AK Parti Düzce İl Başkanı Mustafa Keskin, Düzce Belediye Başkanı Dr. Faruk Özlü, İl Kadın Kolları Başkanı Gönül Asuk, İl Gençlik Kolları Başkanı Oğuzhan Küçük ve İl Genel Meclis Başkanı Çiğdem Günal’ın da hazır bulunduğu toplantıda Erdoğan, partinin 20 yıllık geçmişindeki 150. Genişletilmiş İl Başkanları Toplantısı'nı icra ettiklerini belirtti.

“20 yıldır seçimlerden hep birinci çıkmasının sırrı işte buradadır”
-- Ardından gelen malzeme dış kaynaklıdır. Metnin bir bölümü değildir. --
PR #36, opened 2020-12-08
DCNG-892 Add Ingress templates

kennymacleod:
After much head-scratching about how Ingresses are defined across different Kubernetes API versions, I've added an Ingress template to each of our Helm charts.

By default, the Ingress is not created, the customer will have to set the `create` value to `true`. The customer also has to specify the `host` value, plus the annotations corresponding to the specific Ingress controller that the customer hapens to be using, e.g. ingress-nginx.

Also, because we use ingress-nginx in our EKS cluster, we can use (and test) these new Ingress templates in our EKS bamboo jobs. The KITT jobs still need to create the custom Contour Ingresses in the functest chart.

### DIFF
--- a/src/main/charts/bitbucket/templates/_helpers.tpl
+++ b/src/main/charts/bitbucket/templates/_helpers.tpl
@@ -102,10 +102,10 @@ app.kubernetes.io/instance: {{ .Release.Name }}
 {{- end }}
 
 {{- define "bitbucket.baseUrl" -}}
-{{ $httpPortMismatch := (and (eq .Values.bitbucket.ingress.scheme "http") (ne (int .Values.bitbucket.ingress.port) 80) ) -}}
-{{ $httpsPortMismatch := (and (eq .Values.bitbucket.ingress.scheme "https") (ne (int .Values.bitbucket.ingress.port) 443) ) -}}
-{{ .Values.bitbucket.ingress.scheme }}://{{ .Values.bitbucket.ingress.host -}}
-{{ if or $httpPortMismatch $httpsPortMismatch }}:{{ .Values.bitbucket.ingress.port }}{{ end }}
+{{ $httpPortMismatch := (and (eq .Values.ingress.scheme "http") (ne (int .Values.ingress.port) 80) ) -}}
+{{ $httpsPortMismatch := (and (eq .Values.ingress.scheme "https") (ne (int .Values.ingress.port) 443) ) -}}
+{{ .Values.ingress.scheme }}://{{ .Values.ingress.host -}}
+{{ if or $httpPortMismatch $httpsPortMismatch }}:{{ .Values.ingress.port }}{{ end }}
 {{- end }}
 
 {{/*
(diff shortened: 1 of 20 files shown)


src/main/charts/bitbucket/templates/_helpers.tpl
```diff
@@ -104,7 +104,7 @@ app.kubernetes.io/instance: {{ .Release.Name }}
 {{- define "bitbucket.baseUrl" -}}
 {{ $httpPortMismatch := (and (eq .Values.bitbucket.ingress.scheme "http") (ne (int .Values.bitbucket.ingress.port) 80) ) -}}
 {{ $httpsPortMismatch := (and (eq .Values.bitbucket.ingress.scheme "https") (ne (int .Values.bitbucket.ingress.port) 443) ) -}}
-{{ .Values.bitbucket.ingress.scheme }}://{{ .Values.bitbucket.ingress.fqdn -}}
+{{ .Values.bitbucket.ingress.scheme }}://{{ .Values.bitbucket.ingress.host -}}
```
kennymacleod, line 107: renamed `fqdn` to `host`. It's less cryptic, and matches the terminology used in the Ingress rules.

src/main/charts/bitbucket/templates/ingress.yaml
```diff
@@ -0,0 +1,21 @@
+{{- if .Values.bitbucket.ingress.create }}
+apiVersion: networking.k8s.io/v1beta1
+kind: Ingress
```
kennymacleod, line 3: The content of this template describes a bog-standard Kubernetes Ingress. On its own, this isn't enough to work, the customer will need to provide the annotations that give the Ingress its flavour, e.g. for the nginx ingress controller.

src/main/charts/confluence/templates/ingress.yaml
```diff
@@ -0,0 +1,27 @@
...
+spec:
+  rules:
+    - host: {{ .Values.confluence.ingress.host }}
+      http:
+        paths:
+          - path: "/"
+            backend:
+              serviceName: {{ include "confluence.fullname" . }}
+              servicePort: {{ $.Values.confluence.service.port }}
+          {{ if .Values.synchrony.enabled }}
```
kennymacleod, line 21: The Confluence chart's ingress has an extra rule rulef ro Synchrony (if it's enabled)

src/test/charts/functest/templates/ingress-EKS.yaml
```diff
@@ -16,7 +16,7 @@ metadata:
     "nginx.ingress.kubernetes.io/proxy-send-timeout": "60"
 spec:
   rules:
-    {{- range $serviceName := .Values.ingressNames }}
+    {{- range $serviceName := .Values.backdoorServiceNames }}
```
kennymacleod, line 19: Now that we're using the Ingress from the main chart when on EKS, we only need to create an ingress for the backdoor services in the functest chart

src/test/config/bitbucket/values-EKS.yaml
```diff
@@ -5,7 +5,15 @@ serviceAccount:
...
-    fqdn: ${helm.release.prefix}-bitbucket.${eks.ingress.domain}
+    create: true
+    host: ${helm.release.prefix}-bitbucket.${eks.ingress.domain}
+    annotations:
+      "kubernetes.io/ingress.class": "nginx"
+      "nginx.ingress.kubernetes.io/affinity": "cookie"
+      "nginx.ingress.kubernetes.io/affinity-mode": "persistent"
+      "nginx.ingress.kubernetes.io/proxy-connect-timeout": "60"
+      "nginx.ingress.kubernetes.io/proxy-read-timeout": "60"
+      "nginx.ingress.kubernetes.io/proxy-send-timeout": "60"
```
kennymacleod, line 16: These annotations are going to be common if the customer uses the de-facto standard kube-nginx ingress controller, so in a later PR I'll move these into the main charts.

pbruski (approved):

bianchi2:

Siyasetin istikametinin, hükümet çalışmalarının ana fikirlerinin, illerin meselelerinin işte bu toplantılardaki görüşmelerde, değerlendirmelerde, fikir alışverişlerinde ortaya çıktığını, şekillendiğini, geliştiğini dile getiren Erdoğan, "Bu platformlar, milletin sesinin, nefesinin, beklenti ve dertlerinin en üst düzeyde yankılandığı, duyurulduğu yerlerdir. AK Parti'nin 20 yıldır seçimlerden hep birinci çıkmasının sırrı işte buradadır." diye konuştu.

“AK Parti ve MHP'nin sağladıkları başarının önüne geçemeyeceklerini çok iyi biliyorlar”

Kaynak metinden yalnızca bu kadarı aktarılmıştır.